Segment Start: DATA PROVIDED

PR #12, opened 2020-10-24
C# 6.0 feature: interpolated strings

BillWagner:
Add the specification for interpolated strings.

### DIFF
--- a/standard/conversions.md
+++ b/standard/conversions.md
@@ -35,6 +35,7 @@ The following conversions are classified as implicit conversions:
 - Identity conversions
 - Implicit numeric conversions
 - Implicit enumeration conversions
+- Implicit interpolated string conversions
 - Implicit reference conversions
 - Boxing conversions
 - Implicit dynamic conversions
@@ -88,7 +89,12 @@ There are no predefined implicit conversions to the `char` type, so values of th
 
 An implicit enumeration conversion permits a *constant-expression* ([§12.20](expressions.md#1220-constant-expressions)) with any integer type and the value zero to be converted to any *enum-type* and to any *nullable-value-type* whose underlying type is an *enum-type*. In the latter case the conversion is evaluated by converting to the underlying *enum-type* and wrapping the result ([§9.3.11](types.md#9311-nullable-value-types)).
 
-### 11.2.5 Implicit nullable conversions
+### §implicit-interpolated-string-conversions Implicit interpolated string conversions
+
+An implicit interpolated string conversion permits an *interpolated_string_expression* (§interpolated-strings) to be converted to `System.IFormattable` or `System.FormattableString` (which implements `System.IFormattable`).
+When this conversion is applied, a string value is not composed from the interpolated string. Instead an instance of `System.FormattableString` is created, as further described in §interpolated-strings.
+
+###  11.2.5 Implicit nullable conversions
 
 The implicit nullable conversions are those nullable conversions ([§11.6.1](conversions.md#1161-nullable-conversions)) derived from implicit predefined conversions.
 
--- a/standard/expressions.md
+++ b/standard/expressions.md
@@ -1152,7 +1152,7 @@ A *primary_expression* that consists of a *literal* ([§7.4.5](lexical-structure
 
 ### §interpolated-strings Interpolated strings
 
-An *interpolated_string_expression* consists of a `$` character followed by a regular or verbatim string literal, wherein placeholders, delimited by `{` and `}` characters, enclose expressions and formatting specifications. An interpolated string expression is the result of an *interpolated_string_literal* that has been broken up into individual tokens, as described in §interpolated-string-literals.
+An *interpolated_string_expression* consists of a `$` character immediately followed by a regular or verbatim string literal, wherein placeholders, delimited by `{` and `}` characters, enclose expressions and formatting specifications. An interpolated string expression is the result of an *interpolated_string_literal* that has been broken up into individual tokens, as described in §interpolated-string-literals.
 
 ```antlr
 interpolated_string_expression
--- a/standard/expressions.md
+++ b/standard/expressions.md
@@ -1152,7 +1152,7 @@ A *primary_expression* that consists of a *literal* ([§7.4.5](lexical-structure
 
 ### §interpolated-strings Interpolated strings
 
-An *interpolated_string_expression* consists of a `$` sign followed by a regular or verbatim string literal, wherein holes, delimited by `{` and `}`, enclose expressions and formatting specifications. An interpolated string expression is the result of an *interpolated_string_literal* that has been broken up into individual tokens, as described in §§interpolated-string-literals.
+An *interpolated_string_expression* consists of a `$` character followed by a regular or verbatim string literal, wherein placeholders, delimited by `{` and `}` characters, enclose expressions and formatting specifications. An interpolated string expression is the result of an *interpolated_string_literal* that has been broken up into individual tokens, as described in §interpolated-string-literals.
 
 ```antlr
 interpolated_string_expression
@@ -1201,7 +1201,7 @@ A formatting specification involves the use of a ***format string literal***, wh
     
 The subsequent arguments are simply the *expressions* from the *interpolations* (if any), in order.
 
-When an *interpolated_string_expression* contains multiple holes, the expressions in those holes are evaluated in textual order, from the left-most hole to the right-most hole.
+When an *interpolated_string_expression* contains multiple placeholders, the expressions in those placeholders are evaluated in textual order, from the left-most hole to the right-most hole.
 
 > *Example*: 
 > ```csharp
--- a/standard/expressions.md
+++ b/standard/expressions.md
@@ -1105,6 +1105,7 @@ primary_expression
 
 primary_no_array_creation_expression
     : Literal
+    | interpolated_string_expression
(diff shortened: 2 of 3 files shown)


standard/expressions.md
```diff
@@ -1140,9 +1141,80 @@ object o = (new int[3])[1];
...
 ### 12.7.2 Literals
 
+#### 12.7.2.1 General
+
 A *primary_expression* that consists of a *literal* ([§7.4.5](lexical-structure.md#745-literals)) is classified as a value.
 
-### 12.7.3 Simple names
+### §interpolated-strings Interpolated strings
+
+An *interpolated_string_expression* consists of a `$` sign followed by a regular or verbatim string literal, wherein holes, delimited by `{` and `}`, enclose expressions and formatting specifications. An interpolated string expression is the result of an *interpolated_string_literal* that has been broken up into individual tokens, as described in §§interpolated-string-literals.
```
Nigel-Ecma: In Standard-ese the `$` is probably a *character* or maybe a *prefix* (`@` is described this way), but it is not a *sign*.

"holes"? Not sure its the right word to use; Wikipedia uses the term "placeholder" – that sounds better, Swift doesn't use any term *per se* but the grammar rule is _interpolated-text_. Regardless surely it needs to be a **_holes_** at least? 

"delimited by `{` and `}` *characters*"? (emphasis indicates insertion not styling!)

Nigel-Ecma: "followed by" – in [this MS](https://docs.microsoft.com/en-us/dotnet/csharp/language-reference/tokens/interpolated) page it says:

> To identify a string literal as an interpolated string, prepend it with the $ symbol. You cannot have any white space between the $ and the " that starts a string literal.

Should this prohibition of white space be included here?

(BTW: referring to the earlier comment, "sign" has become "symbol" here, but I still think it is "character" in Standard-ese)

Nigel-Ecma: > An interpolated string expression is the result of an *interpolated_string_literal*

There seems to be some confusion here between "interpolated string expression", "*interpolated_string_expression*" and "*interpolated_string_literal*".

The two grammar production rules are identical (the rule for *interpolated_string_literal* is given in the referenced §§interpolated-string-literals). What the text appears to be saying is that the production *interpolated_string_expression* represents the result (value?) of the production *interpolated_string_literal* – which seems a bit unusual, is there any other case of one production representing the result/value of another?

Maybe we should be talking about the value of an *interpolated_string_literal*/interpolated string literal, and *interpolated_string_expression*/interpolated string expression is redundant?

(Note: other productions are duplicated between here and §§interpolated-string-literals)

standard/conversions.md
```diff
@@ -88,7 +89,12 @@ There are no predefined implicit conversions to the `char` type, so values of th
 
 An implicit enumeration conversion permits a *constant-expression* ([§12.20](expressions.md#1220-constant-expressions)) with any integer type and the value zero to be converted to any *enum-type* and to any *nullable-value-type* whose underlying type is an *enum-type*. In the latter case the conversion is evaluated by converting to the underlying *enum-type* and wrapping the result ([§9.3.11](types.md#9311-nullable-value-types)).
 
-### 11.2.5 Implicit nullable conversions
+### §implicit-interpolated-string-conversions Implicit interpolated string conversions
+
+An implicit interpolated string conversion permits an *interpolated_string_expression* (§interpolated-strings) to be converted to `System.IFormattable` or `System.FormattableString` (which implements `System.IFormattable`).
+When this conversion is applied, a string value is not composed from the interpolated string. Instead an instance of `System.FormattableString` is created, as further described in §interpolated-strings.
```
jskeet, line 95: I'm generally slightly nervous about referring to "interpolated strings" - it sounds like they're peers of strings. How would folks feel about ensuring that the standard *only* refers to "interpolated string literals" instead of bare "interpolated strings"? It's possible that I'm being unreasonably picky again.

standard/expressions.md
jskeet: Placeholder certainly works for me (and yes to characters in both places).

jskeet (commented):
(Incomplete review.)

jskeet:
Note for meeting: I don't *think* there have been changes since the last meeting, so we may wish to skip this beyond checking that we have a plan for making the changes. (The last commit claims to be 21 days ago, but I have a comment on it from 28 days ago, so I suspect it's an oddity of the repo move and/or rebasing etc.)

jskeet:
Assigned back to @BillWagner to address or respond to comments.

standard/expressions.md
BillWagner: changed to "character" in both places. Placeholder instead of holes (3 locations).

BillWagner: I added the word "immediately". I checked the text for "verbatim string literals:" [§7.4.5.6](https://github.com/dotnet/csharpstandard/blob/draft-v6/standard/lexical-structure.md#7456-string-literals) and what we have is consistent.

BillWagner: This item probably needs more discussion. Unless @gafter or @MadsTorgersen have a suggestion.

I think the result of evaluating the placeholder expressions in the interpolated_verbatim_string should result in a `string`. But, that may run foul of the recursion Neal had mentioned.

Nigel-Ecma:
In April's meeting there was a comment made that interpolated strings had been approached "wrong" in some way. In an exchange afterwards on the list Neal clarified:

> The spec and implementation identify a substring of the input - the interpolation - and then use a nested recursive instance of the parser to lex and parse it.  I think it would have been better to use conventional techniques. Parsers are after all pushdown automata and can handle recursion just fine.  The result might be a little different as we don't currently allow newlines within an interpolation unless the string is a verbatim string.  That is harder to accomplish with more conventional techniques.  But we could have the parser just accept it (newlines and all) and just report a semantic error when the start and end aren't on the same line.

We should look into doing this "right" as part of reviewing this feature, we're not looking to change the semantics but the presentation – as comments above show there are some issues/confusion over the current presentation. As we are now using Antlr as the grammar specification Neal's last point is possibly easily addressed with it's predicates.

*Note: If the presentation in the Standard and the Roslyn compiler differ there is no issue provided the described overall syntax & semantics are the same – the Standard doesn't dictate the underlying parse used by a compiler *per se*, just the syntax & semantics.*

standard/conversions.md
gafter, line 95:
```suggestion
When this conversion is applied, a string value is not composed from the interpolated string expression. Instead an instance of `System.FormattableString` is created, as further described in §interpolated-strings.
```

standard/conversions.md
```diff
@@ -88,7 +89,12 @@ There are no predefined implicit conversions to the `char` type, so values of th
 
 An implicit enumeration conversion permits a *constant-expression* ([§12.20](expressions.md#1220-constant-expressions)) with any integer type and the value zero to be converted to any *enum-type* and to any *nullable-value-type* whose underlying type is an *enum-type*. In the latter case the conversion is evaluated by converting to the underlying *enum-type* and wrapping the result ([§9.3.11](types.md#9311-nullable-value-types)).
 
-### 11.2.5 Implicit nullable conversions
+### §implicit-interpolated-string-conversions Implicit interpolated string conversions
```
gafter, line 92: I don't remember how this will get a section number eventually. What is the process?

standard/lexical-structure.md
```diff
@@ -741,7 +744,192 @@ Each string literal does not necessarily result in a new string instance. When t
...
+
+Like string literals, interpolated string literals can be either regular or verbatim. Interpolated regular string literals are delimited by `$"` and `"`, and interpolated verbatim string literals are delimited by `$@"` and `"`.
+
+Like other literals, lexical analysis of an interpolated string literal initially results in a single token, as per the grammar below. However, before syntactic analysis, the single token of an interpolated string literal is broken into several tokens for the parts of the string enclosing the holes, and the input elements occurring in the holes are lexically analyzed again. This may in turn produce more interpolated string literals to be processed, but, if lexically correct, will eventually lead to a sequence of tokens for syntactic analysis to process.
+
+```antlr
+Interpolated_String_Literal
```
gafter, line 754: I don't know why the nonterminal names are capitalized here but lowercase elsewhere.  They need to be the same.

jskeet: I strongly suspect it's due to the age of the PR - our conventions have changed over time.

standard/conversions.md
jskeet: IIRC, we merge it as-is, and then Bill's tooling runs automatically and creates a new PR with the new section numbers in. @BillWagner is that right?

BillWagner: Yes, that's correct.

@gafter Notes on how the tool resolves new sections and links to new sections is [here](https://github.com/dotnet/csharpstandard/blob/draft-v6/Contribute.md#how-to-add-or-remove-clauses)

standard/lexical-structure.md
RexJaeschke: The ANTLR convention is to use a leading uppercase letter on lexer rule names.

BillWagner:
Resolved conflicts, and this is ready for review.

Nigel-Ecma:
I've moved this PR to "Draft" as there are a few things to address before we can consider moving forward with it, I'll post something out.

BillWagner:
closing in favor of #390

Segment End: DATA PROVIDED

EXERCISE GOAL: Each line of the entries where the string "dotnet" occurs should be shown.

SOLUTION TO THIS TASK:
Nigel-Ecma: "followed by" – in [this MS](https://docs.microsoft.com/en-us/dotnet/csharp/language-reference/tokens/interpolated) page it says:
BillWagner: I added the word "immediately". I checked the text for "verbatim string literals:" [§7.4.5.6](https://github.com/dotnet/csharpstandard/blob/draft-v6/standard/lexical-structure.md#7456-string-literals) and what we have is consistent.
@gafter Notes on how the tool resolves new sections and links to new sections is [here](https://github.com/dotnet/csharpstandard/blob/draft-v6/Contribute.md#how-to-add-or-remove-clauses)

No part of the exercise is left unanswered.